As cryptocurrencies and other digital assets are currently unregulated, the FCA is limited in what it can do to limit advertising and their sale. However, the regulator does control activities like CFDs and options trading and last year banned trading platforms in the UK from offering more complex and highly leveraged derivatives based on cryptoasset price movements.

The regulator is also now the anti-money laundering watchdog in charge of companies in the digital assets space such as cryptocurrency and token exchanges. That new realm of jurisdiction saw the FCA ban the UK business of Binance, the world’s largest digital assets exchange, from carrying out any regulated activities in the country.

Randell has recently been outspoken in his concerns around cryptocurrencies and tokens and push for the regulator to be given greater powers to deal with the threat. At the recent Cambridge International Symposium on Economic Crime, he stated:

“It appears to me that there are two cases where regulators should have the powers to take action to reduce the potential harm to consumers from purely speculative tokens”.
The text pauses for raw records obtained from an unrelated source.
PR #3995, opened 2019-12-11
@deck.gl/json: Fix function lookups in classes

ajduberstein:
While syntax like `@@=[lng, lat]` was evaluating correctly as a function, the old syntax (`[lng, lat]`) was still returning an evaluated expression rather than a string. This PR corrects that

New browser tests and modified unit tests are added as well.

For #3640 

#### Background
Supports @deck.gl/json syntactic sugar

#### Change List
- New browser test to assure @@= function syntax works
- Move syntactic sugar constants to their own file
- Modify the @deck.gl/json class conversion path
- Modify convert-functions.js to convert functions without propType sniffing
- Update unit tests for convertFunctions


test/modules/json/json-render.spec.js
```diff
@@ -11,7 +11,7 @@ test('JSONConverter#render', t => {
 
   const deckProps = jsonConverter.convert(JSON_DATA);
   t.ok(deckProps, 'JSONConverter converted correctly');
-
+  console.log({deckProps}); // eslint-disable-line
```
Pessimistress: Use `t.comment`

PR #4003, opened 2019-12-12
pydeck: Add CDN-hosted bundle for standalone HTML rendering

ajduberstein:
For #3640

The standalone HTML renderer needs to download a built version of @deck.gl/jupyter-widget from a CDN to work. Blocking for pydeck 0.2.0.

### DIFF
--- a/bindings/python/pydeck/pydeck/io/html.py
+++ b/bindings/python/pydeck/pydeck/io/html.py
@@ -12,6 +12,7 @@ TEMPLATES_PATH = os.path.join(os.path.dirname(__file__), './templates/')
 j2_env = jinja2.Environment(loader=jinja2.FileSystemLoader(TEMPLATES_PATH),
                             trim_blocks=True)
 
+STANDALONE_LIB = 'https://cdn.jsdelivr.net/npm/@deck.gl/jupyter-widget@8.0.0-alpha.2/dist/standalone-html-bundle.js'
 
 def render_json_to_html(json_input, mapbox_key=None, tooltip=True):
     js = j2_env.get_template('index.j2')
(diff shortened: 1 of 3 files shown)


bindings/python/pydeck/pydeck/io/html.py
```diff
@@ -20,8 +20,7 @@ def render_json_to_html(json_input, mapbox_key=None, tooltip=True):
     html_str = js.render(
         mapbox_key=mapbox_key,
         json_input=json_input,
-        # TODO change before publication to the NPM-hosted module
-        deckgl_jupyter_widget_bundle='',
+        deckgl_jupyter_widget_bundle='https://cdn.jsdelivr.net/npm/@deck.gl/jupyter-widget@8.0.0-alpha.2/dist/index.js',
```
Pessimistress: Is there a reason to lock the version of the package?

ajduberstein: Guaranteeing consistent behavior from one pydeck release to the next

Pessimistress: - There should not be any breaking changes between patch releases of `@deck.gl/jupyter-widget`.
- The pydeck release should require a minimum version to ensure certain bug fix/new feature is included. We frequently publish fixes to the core module and pydeck is not automatically released with the js packages. There is no reason for you to release a new version of pydeck without any change on the python side every time deck.gl is published.

modules/jupyter-widget/package.json
```diff
@@ -18,6 +18,8 @@
   "files": [
     "dist/index.js",
     "dist/index.js.map",
+    "dist/standalone-html-bundle.js",
```
Pessimistress: Where is this file from?

bindings/python/pydeck/pydeck/io/html.py
ajduberstein: Locked to deck.gl ^8.0 in the latest commit

modules/jupyter-widget/package.json
ajduberstein: It no longer exists; I've cut it in the latest commit.

bindings/python/pydeck/pydeck/io/html.py
```diff
@@ -11,7 +11,7 @@
 TEMPLATES_PATH = os.path.join(os.path.dirname(__file__), './templates/')
 j2_env = jinja2.Environment(loader=jinja2.FileSystemLoader(TEMPLATES_PATH),
                             trim_blocks=True)
-
+CDN_URL = 'https://cdn.jsdelivr.net/npm/@deck.gl/jupyter-widget@^8.0.0/dist/index.min.js'
```
Pessimistress: What is `index.min.js`? From your package.json you should only have `index.js`?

“The first area is crypto asset promotions. The government has consulted on whether they should be regulated but has yet to publish its conclusions. A surprisingly large proportion of people buying these speculative tokens seem to think they may be regulated already. When you combine that fact with the relentless and often misleading advertising techniques of some crypto businesses, there is a real risk of consumer confusion.”

Randell also wants regulated firms with exposure to digital assets to be obliged to set aside capital to cover potential losses. The Basel Committee on Banking Supervision, the global financial services industry’s regulatory body, proposed the same in June.

He said:

“It’s essential that the boards of FCA authorised firms can show how they have addressed the risks that unregulated activities in relation to digital tokens can pose to those firms — to both their conduct, and their prudential soundness.”

In June, the FCA published research that estimated as many as 2.3 million British adults owned digital assets, mainly cryptocurrencies. That was an increase from 1.9 million a year earlier.

Randell is concerned those numbers could rise again sharply as a result of promotions by influencers, he says do little due diligence on what they are being paid to promote to their followers.

“Social media influencers are routinely paid by scammers to help them ‘pump and dump’ new tokens on the back of pure speculation. Some influencers promote coins that turn out simply not to exist at all.”

Randell also wants search engines and social media platforms to tighten up their rules for allowing financial advertisements. Google has recently done so though the FCA says it “will monitor the impact of its changes closely”.